Please write out exactly the lines of the data below from the line holding "data objects simultaneously." through the line holding "concatenates batches from", and leave out the rest.

*** Opening The data ***

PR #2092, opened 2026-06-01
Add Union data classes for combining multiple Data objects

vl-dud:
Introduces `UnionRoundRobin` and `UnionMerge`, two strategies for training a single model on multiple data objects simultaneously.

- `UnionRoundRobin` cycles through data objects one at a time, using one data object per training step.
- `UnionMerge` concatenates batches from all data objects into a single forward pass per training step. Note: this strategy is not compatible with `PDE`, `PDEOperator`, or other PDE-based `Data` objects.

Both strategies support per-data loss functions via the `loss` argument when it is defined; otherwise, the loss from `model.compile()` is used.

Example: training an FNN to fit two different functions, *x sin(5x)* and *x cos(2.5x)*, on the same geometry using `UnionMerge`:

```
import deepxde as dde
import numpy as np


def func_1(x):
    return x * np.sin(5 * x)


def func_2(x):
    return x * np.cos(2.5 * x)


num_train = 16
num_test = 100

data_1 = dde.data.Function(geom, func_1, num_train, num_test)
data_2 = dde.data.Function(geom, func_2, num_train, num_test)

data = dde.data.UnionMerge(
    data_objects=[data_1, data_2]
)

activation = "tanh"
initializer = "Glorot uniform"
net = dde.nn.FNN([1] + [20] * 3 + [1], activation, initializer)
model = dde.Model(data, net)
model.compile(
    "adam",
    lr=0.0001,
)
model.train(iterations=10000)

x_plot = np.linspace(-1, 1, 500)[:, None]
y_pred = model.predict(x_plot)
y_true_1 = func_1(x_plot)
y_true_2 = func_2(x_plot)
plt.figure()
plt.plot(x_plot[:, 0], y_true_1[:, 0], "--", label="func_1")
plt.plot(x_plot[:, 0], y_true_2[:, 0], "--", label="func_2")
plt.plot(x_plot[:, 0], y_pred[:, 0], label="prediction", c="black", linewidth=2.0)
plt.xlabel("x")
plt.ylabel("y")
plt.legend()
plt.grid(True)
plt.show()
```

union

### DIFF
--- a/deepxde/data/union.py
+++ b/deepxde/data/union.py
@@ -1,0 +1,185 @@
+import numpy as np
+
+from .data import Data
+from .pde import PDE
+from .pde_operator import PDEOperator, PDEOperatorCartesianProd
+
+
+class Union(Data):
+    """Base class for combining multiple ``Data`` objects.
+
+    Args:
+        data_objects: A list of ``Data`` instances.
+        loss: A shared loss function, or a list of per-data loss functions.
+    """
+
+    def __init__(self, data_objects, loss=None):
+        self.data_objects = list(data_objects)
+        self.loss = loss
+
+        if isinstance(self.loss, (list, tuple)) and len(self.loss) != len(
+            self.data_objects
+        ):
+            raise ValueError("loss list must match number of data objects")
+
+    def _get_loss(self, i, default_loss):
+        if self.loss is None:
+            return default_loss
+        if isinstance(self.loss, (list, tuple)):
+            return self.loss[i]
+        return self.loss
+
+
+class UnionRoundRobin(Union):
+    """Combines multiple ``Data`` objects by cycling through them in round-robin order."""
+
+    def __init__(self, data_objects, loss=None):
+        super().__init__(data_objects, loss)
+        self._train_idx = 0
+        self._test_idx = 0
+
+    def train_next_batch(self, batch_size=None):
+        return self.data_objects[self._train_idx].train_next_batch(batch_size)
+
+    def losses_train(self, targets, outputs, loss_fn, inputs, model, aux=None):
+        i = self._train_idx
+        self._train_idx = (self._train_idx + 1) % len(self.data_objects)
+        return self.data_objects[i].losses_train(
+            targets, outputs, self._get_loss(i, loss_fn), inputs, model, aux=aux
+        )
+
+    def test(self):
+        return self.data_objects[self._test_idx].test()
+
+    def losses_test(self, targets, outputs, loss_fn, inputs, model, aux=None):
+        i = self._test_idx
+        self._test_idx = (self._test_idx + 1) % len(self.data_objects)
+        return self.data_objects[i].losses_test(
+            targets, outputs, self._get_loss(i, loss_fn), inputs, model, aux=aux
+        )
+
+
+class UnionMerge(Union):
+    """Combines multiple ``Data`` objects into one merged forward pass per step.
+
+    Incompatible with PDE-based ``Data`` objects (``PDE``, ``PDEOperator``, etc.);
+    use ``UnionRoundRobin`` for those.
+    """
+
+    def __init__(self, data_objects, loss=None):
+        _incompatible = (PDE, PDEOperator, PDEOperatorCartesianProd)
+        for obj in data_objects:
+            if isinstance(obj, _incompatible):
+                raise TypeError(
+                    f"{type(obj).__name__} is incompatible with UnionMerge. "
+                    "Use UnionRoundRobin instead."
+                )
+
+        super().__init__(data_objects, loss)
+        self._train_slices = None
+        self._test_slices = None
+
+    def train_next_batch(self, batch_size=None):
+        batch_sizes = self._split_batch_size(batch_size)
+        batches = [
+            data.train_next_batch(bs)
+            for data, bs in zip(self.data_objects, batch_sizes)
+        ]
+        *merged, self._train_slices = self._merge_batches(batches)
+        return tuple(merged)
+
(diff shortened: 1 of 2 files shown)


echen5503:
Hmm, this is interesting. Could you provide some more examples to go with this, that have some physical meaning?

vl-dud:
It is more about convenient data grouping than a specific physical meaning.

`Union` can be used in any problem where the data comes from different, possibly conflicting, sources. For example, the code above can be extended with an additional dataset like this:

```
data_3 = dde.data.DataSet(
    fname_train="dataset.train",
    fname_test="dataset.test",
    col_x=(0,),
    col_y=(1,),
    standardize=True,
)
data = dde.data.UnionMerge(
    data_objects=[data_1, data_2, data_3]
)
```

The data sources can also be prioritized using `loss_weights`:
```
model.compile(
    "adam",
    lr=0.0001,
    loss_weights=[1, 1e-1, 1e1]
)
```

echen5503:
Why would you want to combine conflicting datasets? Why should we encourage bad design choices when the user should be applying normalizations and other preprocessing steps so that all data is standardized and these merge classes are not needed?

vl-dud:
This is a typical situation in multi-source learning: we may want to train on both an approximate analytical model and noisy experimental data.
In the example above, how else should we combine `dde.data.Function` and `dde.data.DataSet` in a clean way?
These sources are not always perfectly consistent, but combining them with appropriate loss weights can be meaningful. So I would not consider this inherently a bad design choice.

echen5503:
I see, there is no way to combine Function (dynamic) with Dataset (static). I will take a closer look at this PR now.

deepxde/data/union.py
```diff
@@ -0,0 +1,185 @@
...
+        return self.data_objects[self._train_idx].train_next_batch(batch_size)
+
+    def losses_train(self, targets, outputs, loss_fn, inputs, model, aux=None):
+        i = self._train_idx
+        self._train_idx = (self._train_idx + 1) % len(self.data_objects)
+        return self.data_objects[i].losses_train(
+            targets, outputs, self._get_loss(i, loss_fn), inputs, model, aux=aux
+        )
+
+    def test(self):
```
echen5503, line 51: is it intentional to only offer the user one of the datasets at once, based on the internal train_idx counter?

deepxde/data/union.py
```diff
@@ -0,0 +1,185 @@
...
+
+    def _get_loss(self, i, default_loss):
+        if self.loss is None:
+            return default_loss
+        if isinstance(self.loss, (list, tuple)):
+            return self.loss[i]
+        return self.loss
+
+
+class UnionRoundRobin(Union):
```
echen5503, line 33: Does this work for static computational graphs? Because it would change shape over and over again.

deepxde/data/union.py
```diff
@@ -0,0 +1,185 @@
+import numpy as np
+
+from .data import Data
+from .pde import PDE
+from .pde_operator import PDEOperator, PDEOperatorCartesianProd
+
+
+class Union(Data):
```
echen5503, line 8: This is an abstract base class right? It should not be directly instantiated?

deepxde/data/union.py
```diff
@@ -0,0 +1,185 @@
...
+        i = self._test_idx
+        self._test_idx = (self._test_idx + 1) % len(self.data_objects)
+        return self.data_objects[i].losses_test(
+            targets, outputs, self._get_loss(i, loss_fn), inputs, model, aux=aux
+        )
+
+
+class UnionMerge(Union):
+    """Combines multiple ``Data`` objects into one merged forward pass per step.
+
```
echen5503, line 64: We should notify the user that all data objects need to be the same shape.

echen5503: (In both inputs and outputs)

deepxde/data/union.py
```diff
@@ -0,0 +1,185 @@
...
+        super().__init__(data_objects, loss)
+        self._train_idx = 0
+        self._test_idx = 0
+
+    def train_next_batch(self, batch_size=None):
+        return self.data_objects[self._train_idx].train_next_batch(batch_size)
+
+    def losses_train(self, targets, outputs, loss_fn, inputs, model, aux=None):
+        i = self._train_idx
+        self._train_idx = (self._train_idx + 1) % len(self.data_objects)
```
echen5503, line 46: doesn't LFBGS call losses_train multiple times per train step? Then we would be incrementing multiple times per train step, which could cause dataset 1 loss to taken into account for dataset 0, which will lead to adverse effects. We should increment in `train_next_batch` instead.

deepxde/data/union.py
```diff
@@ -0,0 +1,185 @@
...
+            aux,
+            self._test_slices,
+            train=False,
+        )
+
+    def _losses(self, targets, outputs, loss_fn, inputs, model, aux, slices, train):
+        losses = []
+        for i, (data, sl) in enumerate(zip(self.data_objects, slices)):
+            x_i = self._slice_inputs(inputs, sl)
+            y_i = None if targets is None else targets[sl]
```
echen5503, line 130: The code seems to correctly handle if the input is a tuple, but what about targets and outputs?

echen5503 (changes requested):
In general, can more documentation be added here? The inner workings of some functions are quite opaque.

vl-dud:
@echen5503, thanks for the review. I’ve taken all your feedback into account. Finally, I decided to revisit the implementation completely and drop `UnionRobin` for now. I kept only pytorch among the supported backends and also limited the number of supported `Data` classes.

*** Closing The data ***
*** Opening The data ***

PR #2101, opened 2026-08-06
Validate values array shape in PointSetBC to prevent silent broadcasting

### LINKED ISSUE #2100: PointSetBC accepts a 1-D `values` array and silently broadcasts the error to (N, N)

*** Closing The data ***

**Answer box**
Introduces `UnionRoundRobin` and `UnionMerge`, two strategies for training a single model on multiple data objects simultaneously.

- `UnionRoundRobin` cycles through data objects one at a time, using one data object per training step.
- `UnionMerge` concatenates batches from all data objects into a single forward pass per training step. Note: this strategy is not compatible with `PDE`, `PDEOperator`, or other PDE-based `Data` objects.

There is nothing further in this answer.